> **Exercise objective**: Word for word, return the lines from the start of the entries below through the line that has "is_autorebuild)".

*** Data section Section Begins ***

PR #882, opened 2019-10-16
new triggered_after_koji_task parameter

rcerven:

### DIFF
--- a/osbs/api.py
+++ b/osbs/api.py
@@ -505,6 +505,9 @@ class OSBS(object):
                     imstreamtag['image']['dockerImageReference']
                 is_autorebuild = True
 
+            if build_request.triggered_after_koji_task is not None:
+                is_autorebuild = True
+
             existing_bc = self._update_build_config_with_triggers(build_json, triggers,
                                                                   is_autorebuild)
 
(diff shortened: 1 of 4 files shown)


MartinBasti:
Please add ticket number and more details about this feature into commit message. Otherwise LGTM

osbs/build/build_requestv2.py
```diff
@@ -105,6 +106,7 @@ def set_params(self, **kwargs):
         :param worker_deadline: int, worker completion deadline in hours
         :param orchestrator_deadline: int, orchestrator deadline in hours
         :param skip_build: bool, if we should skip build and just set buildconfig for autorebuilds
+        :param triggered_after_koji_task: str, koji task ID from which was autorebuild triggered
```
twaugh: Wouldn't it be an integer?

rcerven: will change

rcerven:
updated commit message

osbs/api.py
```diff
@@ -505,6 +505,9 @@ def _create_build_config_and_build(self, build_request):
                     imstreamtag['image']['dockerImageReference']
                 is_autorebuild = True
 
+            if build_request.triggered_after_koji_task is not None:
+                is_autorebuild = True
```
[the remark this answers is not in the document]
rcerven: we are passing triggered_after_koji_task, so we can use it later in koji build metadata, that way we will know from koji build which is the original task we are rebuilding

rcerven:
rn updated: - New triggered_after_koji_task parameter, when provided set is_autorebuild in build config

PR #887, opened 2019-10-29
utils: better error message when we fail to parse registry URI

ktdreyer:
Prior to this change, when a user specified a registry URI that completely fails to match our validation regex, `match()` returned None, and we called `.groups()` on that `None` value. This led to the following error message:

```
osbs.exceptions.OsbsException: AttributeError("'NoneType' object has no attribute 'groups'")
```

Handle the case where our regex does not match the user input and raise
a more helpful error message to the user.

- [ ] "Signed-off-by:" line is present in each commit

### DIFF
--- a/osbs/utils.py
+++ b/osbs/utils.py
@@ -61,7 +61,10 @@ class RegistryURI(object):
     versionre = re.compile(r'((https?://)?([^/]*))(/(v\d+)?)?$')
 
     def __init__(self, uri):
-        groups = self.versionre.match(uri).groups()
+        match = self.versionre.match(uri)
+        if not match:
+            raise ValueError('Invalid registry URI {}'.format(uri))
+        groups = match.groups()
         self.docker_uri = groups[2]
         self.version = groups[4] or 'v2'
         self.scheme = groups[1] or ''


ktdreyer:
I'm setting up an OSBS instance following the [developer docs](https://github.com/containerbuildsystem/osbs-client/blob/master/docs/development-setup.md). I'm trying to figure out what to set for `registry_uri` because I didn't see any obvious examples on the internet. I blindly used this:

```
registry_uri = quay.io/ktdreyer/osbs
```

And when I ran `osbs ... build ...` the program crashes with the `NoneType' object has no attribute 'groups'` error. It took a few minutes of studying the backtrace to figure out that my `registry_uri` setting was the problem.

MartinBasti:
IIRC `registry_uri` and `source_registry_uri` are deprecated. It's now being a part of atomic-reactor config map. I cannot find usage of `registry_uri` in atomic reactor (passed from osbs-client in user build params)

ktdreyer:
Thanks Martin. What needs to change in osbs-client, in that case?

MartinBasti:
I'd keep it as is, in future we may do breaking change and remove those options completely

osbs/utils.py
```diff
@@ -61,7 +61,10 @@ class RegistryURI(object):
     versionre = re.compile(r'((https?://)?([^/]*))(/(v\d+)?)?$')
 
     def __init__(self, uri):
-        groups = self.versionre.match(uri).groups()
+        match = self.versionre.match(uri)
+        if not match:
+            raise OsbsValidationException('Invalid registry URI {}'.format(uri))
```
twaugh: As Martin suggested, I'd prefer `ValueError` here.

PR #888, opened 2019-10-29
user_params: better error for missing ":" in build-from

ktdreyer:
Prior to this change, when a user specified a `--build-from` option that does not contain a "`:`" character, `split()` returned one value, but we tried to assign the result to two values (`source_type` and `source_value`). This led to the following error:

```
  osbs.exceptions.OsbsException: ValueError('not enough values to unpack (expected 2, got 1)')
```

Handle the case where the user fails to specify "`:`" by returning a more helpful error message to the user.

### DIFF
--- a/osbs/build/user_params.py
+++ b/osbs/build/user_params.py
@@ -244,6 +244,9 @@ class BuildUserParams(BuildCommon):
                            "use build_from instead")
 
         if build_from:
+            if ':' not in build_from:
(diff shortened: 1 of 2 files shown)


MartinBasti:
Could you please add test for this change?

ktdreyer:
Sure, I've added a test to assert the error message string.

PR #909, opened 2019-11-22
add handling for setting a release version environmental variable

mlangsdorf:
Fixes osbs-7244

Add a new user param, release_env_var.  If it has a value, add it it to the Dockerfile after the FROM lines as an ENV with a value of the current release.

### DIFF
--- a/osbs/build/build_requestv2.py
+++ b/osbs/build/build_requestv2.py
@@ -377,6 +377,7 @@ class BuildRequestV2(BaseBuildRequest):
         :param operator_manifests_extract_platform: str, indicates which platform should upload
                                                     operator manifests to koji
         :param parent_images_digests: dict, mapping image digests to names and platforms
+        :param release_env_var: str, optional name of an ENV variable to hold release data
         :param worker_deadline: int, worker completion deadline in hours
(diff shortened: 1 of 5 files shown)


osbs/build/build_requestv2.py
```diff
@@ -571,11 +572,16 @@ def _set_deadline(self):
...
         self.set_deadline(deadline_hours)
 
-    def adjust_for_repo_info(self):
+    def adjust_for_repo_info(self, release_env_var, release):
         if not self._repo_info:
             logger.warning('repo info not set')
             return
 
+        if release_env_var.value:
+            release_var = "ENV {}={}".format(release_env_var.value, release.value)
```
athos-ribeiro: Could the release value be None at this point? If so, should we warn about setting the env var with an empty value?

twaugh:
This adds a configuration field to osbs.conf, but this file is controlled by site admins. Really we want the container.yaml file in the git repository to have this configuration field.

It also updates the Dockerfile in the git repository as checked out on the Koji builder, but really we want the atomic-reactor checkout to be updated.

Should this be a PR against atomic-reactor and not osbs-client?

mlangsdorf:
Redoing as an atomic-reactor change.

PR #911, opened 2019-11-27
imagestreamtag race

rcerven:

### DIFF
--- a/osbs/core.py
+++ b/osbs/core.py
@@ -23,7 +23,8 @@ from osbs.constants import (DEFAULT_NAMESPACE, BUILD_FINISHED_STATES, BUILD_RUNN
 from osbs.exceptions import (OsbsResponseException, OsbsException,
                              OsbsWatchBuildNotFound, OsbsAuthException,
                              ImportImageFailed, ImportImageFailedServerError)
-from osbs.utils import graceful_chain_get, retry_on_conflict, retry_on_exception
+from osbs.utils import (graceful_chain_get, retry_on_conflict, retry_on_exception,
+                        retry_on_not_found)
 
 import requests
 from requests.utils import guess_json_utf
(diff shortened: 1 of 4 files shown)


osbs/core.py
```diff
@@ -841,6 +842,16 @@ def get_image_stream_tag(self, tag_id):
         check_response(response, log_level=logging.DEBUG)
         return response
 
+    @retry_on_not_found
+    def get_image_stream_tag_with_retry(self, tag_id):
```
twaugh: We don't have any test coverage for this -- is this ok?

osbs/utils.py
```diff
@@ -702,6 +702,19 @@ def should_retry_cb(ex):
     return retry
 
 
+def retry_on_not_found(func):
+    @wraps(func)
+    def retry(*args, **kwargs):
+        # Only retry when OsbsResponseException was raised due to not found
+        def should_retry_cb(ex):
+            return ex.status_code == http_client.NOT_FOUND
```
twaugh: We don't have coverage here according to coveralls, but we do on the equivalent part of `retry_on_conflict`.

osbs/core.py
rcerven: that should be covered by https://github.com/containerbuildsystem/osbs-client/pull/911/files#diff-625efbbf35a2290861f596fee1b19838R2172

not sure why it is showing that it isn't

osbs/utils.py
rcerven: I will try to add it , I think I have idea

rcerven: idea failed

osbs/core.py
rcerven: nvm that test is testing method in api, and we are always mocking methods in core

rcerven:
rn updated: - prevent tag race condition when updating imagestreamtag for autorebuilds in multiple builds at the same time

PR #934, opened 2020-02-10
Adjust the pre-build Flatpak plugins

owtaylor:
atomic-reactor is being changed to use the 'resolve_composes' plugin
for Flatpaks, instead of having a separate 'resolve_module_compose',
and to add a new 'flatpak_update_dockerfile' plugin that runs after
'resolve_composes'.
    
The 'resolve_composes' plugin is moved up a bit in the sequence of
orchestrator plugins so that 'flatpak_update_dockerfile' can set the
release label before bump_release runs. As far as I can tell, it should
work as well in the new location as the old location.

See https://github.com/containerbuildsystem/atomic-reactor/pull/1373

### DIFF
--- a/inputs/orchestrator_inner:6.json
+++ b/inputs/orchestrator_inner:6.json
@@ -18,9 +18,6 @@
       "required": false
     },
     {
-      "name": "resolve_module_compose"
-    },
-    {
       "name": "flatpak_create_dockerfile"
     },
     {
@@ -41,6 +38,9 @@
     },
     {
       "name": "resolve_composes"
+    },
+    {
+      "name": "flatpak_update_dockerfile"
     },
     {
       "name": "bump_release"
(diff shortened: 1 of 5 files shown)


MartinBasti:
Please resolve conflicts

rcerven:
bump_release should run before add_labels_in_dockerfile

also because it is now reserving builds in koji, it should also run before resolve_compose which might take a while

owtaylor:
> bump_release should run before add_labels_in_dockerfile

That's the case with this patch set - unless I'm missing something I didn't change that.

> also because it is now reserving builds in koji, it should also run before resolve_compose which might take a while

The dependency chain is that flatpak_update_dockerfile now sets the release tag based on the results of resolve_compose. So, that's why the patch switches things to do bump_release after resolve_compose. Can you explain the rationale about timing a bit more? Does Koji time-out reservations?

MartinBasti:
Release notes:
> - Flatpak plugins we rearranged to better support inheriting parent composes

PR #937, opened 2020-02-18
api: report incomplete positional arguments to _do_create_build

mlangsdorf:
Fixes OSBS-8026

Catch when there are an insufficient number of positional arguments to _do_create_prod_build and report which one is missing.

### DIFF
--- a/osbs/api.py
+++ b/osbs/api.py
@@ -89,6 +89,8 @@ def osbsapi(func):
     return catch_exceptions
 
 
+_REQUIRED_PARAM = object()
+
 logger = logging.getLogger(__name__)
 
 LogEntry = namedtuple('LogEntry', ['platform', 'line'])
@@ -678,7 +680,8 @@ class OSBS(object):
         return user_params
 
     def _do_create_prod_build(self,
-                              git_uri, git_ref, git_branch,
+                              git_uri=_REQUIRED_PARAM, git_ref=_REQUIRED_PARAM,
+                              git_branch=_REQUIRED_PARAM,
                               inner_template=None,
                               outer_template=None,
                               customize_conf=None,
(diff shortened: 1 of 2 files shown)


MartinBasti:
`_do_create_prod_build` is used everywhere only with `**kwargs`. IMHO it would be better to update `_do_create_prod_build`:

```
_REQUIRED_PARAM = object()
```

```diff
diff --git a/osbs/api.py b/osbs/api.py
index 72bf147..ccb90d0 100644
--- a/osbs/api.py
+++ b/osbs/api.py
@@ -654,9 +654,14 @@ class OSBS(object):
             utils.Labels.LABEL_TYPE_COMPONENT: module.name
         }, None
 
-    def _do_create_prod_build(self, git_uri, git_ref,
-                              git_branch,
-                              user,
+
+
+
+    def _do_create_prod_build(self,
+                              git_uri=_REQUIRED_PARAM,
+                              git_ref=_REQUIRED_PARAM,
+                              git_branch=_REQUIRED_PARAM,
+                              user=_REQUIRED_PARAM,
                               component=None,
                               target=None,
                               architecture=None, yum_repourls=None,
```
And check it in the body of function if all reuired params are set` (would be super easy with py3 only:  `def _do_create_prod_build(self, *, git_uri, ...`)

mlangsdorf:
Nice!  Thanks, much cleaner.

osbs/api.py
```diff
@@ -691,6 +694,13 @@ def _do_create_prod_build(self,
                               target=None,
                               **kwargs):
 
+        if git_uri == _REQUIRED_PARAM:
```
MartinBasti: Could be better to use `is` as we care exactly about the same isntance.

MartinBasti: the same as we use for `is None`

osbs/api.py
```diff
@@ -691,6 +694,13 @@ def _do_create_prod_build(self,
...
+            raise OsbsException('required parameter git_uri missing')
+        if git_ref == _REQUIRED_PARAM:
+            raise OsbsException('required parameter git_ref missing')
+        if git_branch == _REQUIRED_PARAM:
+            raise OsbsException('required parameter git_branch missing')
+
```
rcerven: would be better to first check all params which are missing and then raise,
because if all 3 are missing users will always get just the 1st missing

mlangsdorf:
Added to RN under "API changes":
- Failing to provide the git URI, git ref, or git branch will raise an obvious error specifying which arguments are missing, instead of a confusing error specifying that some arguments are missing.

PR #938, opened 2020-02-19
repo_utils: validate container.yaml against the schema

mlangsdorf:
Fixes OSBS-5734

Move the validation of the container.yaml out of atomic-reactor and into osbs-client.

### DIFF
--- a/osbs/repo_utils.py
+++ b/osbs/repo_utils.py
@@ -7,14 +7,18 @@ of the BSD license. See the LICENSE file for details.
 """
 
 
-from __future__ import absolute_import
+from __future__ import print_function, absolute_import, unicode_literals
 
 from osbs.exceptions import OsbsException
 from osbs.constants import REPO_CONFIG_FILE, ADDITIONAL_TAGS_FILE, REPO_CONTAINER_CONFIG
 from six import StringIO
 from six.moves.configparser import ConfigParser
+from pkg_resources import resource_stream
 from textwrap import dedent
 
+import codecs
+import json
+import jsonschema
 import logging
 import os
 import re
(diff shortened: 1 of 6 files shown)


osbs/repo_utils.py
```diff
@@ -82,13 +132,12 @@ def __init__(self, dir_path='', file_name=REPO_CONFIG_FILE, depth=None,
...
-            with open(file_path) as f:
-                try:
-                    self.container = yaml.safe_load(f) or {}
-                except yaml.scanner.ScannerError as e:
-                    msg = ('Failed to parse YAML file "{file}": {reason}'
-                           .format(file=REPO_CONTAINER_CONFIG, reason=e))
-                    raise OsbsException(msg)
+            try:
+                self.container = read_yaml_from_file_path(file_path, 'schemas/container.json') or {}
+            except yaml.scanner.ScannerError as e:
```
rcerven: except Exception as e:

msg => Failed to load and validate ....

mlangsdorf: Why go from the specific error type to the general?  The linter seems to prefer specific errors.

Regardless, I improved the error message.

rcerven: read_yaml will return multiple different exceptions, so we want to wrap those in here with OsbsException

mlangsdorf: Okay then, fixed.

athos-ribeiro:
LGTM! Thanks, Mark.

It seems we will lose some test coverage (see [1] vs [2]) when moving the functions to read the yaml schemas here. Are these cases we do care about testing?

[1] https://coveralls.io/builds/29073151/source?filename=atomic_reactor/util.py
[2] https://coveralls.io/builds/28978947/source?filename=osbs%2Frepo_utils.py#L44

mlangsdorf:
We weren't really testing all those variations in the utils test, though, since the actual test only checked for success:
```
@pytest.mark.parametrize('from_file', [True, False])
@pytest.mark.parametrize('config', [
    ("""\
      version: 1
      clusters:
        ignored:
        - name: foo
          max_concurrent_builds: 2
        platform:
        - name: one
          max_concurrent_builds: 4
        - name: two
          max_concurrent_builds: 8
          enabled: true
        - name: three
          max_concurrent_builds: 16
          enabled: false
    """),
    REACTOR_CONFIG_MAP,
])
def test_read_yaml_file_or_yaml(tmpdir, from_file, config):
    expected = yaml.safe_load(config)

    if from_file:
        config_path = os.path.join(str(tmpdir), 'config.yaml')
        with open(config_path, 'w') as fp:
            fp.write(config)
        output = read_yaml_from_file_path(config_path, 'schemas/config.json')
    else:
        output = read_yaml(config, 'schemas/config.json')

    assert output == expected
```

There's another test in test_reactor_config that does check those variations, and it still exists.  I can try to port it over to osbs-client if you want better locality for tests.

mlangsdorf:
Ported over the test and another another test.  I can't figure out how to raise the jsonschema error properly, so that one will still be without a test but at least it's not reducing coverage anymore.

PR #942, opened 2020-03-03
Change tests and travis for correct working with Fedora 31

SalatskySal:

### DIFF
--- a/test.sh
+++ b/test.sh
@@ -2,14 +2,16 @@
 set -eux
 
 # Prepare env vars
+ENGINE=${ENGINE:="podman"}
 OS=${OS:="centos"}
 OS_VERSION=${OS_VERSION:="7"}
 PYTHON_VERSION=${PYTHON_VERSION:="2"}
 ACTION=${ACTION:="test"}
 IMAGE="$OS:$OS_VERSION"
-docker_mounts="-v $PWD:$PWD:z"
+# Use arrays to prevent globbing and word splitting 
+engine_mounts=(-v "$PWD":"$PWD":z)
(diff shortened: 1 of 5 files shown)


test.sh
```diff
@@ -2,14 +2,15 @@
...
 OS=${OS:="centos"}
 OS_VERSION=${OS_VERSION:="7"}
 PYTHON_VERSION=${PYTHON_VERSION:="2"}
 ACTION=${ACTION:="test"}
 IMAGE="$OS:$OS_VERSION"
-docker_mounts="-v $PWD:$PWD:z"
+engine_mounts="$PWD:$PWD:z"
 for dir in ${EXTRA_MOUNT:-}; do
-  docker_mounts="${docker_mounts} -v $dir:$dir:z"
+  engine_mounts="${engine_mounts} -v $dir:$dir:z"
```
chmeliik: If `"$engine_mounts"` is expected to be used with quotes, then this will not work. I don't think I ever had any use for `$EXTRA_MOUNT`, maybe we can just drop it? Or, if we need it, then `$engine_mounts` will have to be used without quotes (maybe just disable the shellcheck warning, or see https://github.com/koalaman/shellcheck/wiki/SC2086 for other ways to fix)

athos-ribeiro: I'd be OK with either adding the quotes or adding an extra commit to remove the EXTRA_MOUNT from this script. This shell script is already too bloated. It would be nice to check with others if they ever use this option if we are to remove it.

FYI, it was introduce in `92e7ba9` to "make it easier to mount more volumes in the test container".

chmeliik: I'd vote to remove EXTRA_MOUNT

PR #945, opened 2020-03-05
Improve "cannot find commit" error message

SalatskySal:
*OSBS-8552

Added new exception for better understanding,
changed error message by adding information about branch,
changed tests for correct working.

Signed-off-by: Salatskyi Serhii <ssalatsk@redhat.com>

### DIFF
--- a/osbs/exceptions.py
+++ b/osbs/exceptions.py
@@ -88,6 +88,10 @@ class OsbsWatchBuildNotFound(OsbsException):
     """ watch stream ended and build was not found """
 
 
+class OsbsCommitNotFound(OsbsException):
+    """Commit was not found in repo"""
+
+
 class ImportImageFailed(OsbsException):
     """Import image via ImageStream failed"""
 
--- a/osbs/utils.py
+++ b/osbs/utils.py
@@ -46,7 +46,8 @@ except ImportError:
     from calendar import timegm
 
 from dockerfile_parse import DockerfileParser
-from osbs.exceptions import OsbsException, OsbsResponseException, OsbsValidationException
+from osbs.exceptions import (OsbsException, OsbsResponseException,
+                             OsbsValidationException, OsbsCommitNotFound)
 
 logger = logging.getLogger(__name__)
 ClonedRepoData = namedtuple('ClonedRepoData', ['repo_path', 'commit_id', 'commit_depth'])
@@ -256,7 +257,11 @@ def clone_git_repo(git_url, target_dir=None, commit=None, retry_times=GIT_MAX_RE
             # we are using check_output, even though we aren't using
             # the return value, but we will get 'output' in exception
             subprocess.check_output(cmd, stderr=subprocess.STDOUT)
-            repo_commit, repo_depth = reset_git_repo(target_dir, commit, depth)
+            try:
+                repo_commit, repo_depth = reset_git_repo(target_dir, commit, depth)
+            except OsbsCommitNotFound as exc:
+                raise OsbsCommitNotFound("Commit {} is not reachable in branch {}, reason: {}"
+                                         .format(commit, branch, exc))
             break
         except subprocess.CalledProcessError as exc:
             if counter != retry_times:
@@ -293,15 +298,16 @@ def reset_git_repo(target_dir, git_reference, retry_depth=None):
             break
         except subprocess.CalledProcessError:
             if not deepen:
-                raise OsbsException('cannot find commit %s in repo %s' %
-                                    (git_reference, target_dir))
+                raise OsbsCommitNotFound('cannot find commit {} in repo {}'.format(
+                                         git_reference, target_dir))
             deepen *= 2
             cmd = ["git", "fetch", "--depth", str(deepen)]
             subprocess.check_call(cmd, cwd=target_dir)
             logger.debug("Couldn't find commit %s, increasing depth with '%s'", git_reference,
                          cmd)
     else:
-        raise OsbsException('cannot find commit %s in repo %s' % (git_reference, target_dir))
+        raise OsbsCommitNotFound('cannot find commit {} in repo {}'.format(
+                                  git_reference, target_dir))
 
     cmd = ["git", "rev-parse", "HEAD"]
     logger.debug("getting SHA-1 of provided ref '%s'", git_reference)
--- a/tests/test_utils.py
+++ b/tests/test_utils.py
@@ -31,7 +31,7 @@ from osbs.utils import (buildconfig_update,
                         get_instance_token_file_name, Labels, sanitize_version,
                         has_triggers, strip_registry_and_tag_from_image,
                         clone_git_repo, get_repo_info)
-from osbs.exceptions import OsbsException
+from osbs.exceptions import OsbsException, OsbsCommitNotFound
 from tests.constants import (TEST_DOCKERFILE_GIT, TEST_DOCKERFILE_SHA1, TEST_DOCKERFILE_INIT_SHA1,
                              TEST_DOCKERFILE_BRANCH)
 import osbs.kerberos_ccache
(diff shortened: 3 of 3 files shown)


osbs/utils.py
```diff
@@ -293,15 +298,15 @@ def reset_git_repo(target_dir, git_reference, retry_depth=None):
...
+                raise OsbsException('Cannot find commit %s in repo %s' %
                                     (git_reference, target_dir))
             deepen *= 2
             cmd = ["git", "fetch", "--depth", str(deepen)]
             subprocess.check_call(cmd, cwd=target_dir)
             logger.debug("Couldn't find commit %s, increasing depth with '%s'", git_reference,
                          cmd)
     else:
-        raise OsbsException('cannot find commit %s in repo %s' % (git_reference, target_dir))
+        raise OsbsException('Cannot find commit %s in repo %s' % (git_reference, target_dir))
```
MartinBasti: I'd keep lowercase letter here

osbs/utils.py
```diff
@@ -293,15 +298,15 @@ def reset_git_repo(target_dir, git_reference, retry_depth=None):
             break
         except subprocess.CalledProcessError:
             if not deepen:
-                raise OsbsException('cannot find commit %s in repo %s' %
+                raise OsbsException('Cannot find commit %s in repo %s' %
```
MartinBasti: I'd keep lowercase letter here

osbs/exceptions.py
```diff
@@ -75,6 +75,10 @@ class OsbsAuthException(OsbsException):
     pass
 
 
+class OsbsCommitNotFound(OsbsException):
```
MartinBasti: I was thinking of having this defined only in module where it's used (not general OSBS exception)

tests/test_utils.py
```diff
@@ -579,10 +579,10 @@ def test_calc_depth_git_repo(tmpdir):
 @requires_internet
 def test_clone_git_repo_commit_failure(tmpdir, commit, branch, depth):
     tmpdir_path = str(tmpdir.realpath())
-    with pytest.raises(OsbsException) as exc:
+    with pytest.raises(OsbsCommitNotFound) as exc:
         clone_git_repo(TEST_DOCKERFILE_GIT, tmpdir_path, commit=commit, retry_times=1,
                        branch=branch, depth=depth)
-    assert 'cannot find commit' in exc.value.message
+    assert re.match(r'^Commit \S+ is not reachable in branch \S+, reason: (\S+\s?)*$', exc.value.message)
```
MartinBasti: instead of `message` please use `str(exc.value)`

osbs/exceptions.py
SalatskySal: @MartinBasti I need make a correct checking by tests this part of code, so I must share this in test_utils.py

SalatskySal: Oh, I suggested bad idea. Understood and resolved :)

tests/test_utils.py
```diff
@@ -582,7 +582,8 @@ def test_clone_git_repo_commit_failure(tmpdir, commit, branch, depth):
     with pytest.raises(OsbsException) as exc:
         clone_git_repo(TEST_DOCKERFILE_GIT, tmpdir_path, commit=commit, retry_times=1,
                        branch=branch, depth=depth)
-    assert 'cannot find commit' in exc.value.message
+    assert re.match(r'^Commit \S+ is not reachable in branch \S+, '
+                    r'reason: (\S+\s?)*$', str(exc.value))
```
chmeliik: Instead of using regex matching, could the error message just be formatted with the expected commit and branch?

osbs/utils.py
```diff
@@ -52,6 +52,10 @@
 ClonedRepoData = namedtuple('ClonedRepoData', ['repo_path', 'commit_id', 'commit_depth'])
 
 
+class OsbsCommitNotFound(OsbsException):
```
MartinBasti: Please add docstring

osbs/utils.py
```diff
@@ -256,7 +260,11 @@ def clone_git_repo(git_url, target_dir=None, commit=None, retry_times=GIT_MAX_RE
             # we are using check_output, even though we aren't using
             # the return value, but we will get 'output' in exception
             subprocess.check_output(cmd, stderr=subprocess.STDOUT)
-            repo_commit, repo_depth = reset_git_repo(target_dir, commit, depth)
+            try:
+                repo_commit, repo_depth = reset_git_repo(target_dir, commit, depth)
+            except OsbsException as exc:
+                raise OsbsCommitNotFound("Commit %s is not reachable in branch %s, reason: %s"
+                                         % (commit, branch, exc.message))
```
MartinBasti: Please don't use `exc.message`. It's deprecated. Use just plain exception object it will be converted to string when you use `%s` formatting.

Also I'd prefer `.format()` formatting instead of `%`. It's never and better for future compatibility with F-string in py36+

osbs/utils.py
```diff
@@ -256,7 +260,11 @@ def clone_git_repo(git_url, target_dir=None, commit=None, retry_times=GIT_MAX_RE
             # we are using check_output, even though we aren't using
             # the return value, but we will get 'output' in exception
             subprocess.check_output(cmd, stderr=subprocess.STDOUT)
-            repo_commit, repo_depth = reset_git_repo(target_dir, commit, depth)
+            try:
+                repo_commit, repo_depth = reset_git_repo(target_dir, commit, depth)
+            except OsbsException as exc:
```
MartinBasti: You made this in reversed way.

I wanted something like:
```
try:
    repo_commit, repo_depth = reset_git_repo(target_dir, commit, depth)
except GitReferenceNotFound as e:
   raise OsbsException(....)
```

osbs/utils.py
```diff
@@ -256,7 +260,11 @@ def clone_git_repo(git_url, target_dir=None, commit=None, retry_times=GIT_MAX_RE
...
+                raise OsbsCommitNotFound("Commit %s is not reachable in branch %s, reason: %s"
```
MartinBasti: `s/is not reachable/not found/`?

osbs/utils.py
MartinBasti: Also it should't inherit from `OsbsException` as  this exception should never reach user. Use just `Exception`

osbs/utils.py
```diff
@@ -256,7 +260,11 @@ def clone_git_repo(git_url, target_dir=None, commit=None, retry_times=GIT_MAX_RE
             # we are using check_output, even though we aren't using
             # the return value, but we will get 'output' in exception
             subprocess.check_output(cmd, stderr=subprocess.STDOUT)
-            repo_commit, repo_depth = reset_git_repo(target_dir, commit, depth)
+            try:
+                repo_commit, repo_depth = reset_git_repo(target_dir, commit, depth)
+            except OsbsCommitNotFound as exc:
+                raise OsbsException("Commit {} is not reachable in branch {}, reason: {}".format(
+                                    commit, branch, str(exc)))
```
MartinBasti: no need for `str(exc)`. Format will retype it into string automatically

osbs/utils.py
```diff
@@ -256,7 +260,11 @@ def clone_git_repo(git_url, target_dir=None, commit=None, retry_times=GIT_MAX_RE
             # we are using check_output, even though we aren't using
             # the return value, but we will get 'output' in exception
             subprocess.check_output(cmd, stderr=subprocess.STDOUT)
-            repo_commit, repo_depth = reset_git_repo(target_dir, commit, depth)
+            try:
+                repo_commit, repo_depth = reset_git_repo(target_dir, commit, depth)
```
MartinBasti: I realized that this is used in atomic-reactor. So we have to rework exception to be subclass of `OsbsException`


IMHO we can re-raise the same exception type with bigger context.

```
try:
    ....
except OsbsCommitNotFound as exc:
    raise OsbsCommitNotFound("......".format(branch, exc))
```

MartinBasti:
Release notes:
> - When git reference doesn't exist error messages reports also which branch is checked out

*** Data section Section Ends ***

> **Exercise solution**:
PR #882, opened 2019-10-16
new triggered_after_koji_task parameter

rcerven:

### DIFF
--- a/osbs/api.py
+++ b/osbs/api.py
@@ -505,6 +505,9 @@ class OSBS(object):
                     imstreamtag['image']['dockerImageReference']
                 is_autorebuild = True
 
+            if build_request.triggered_after_koji_task is not None:
+                is_autorebuild = True
+
             existing_bc = self._update_build_config_with_triggers(build_json, triggers,
                                                                   is_autorebuild)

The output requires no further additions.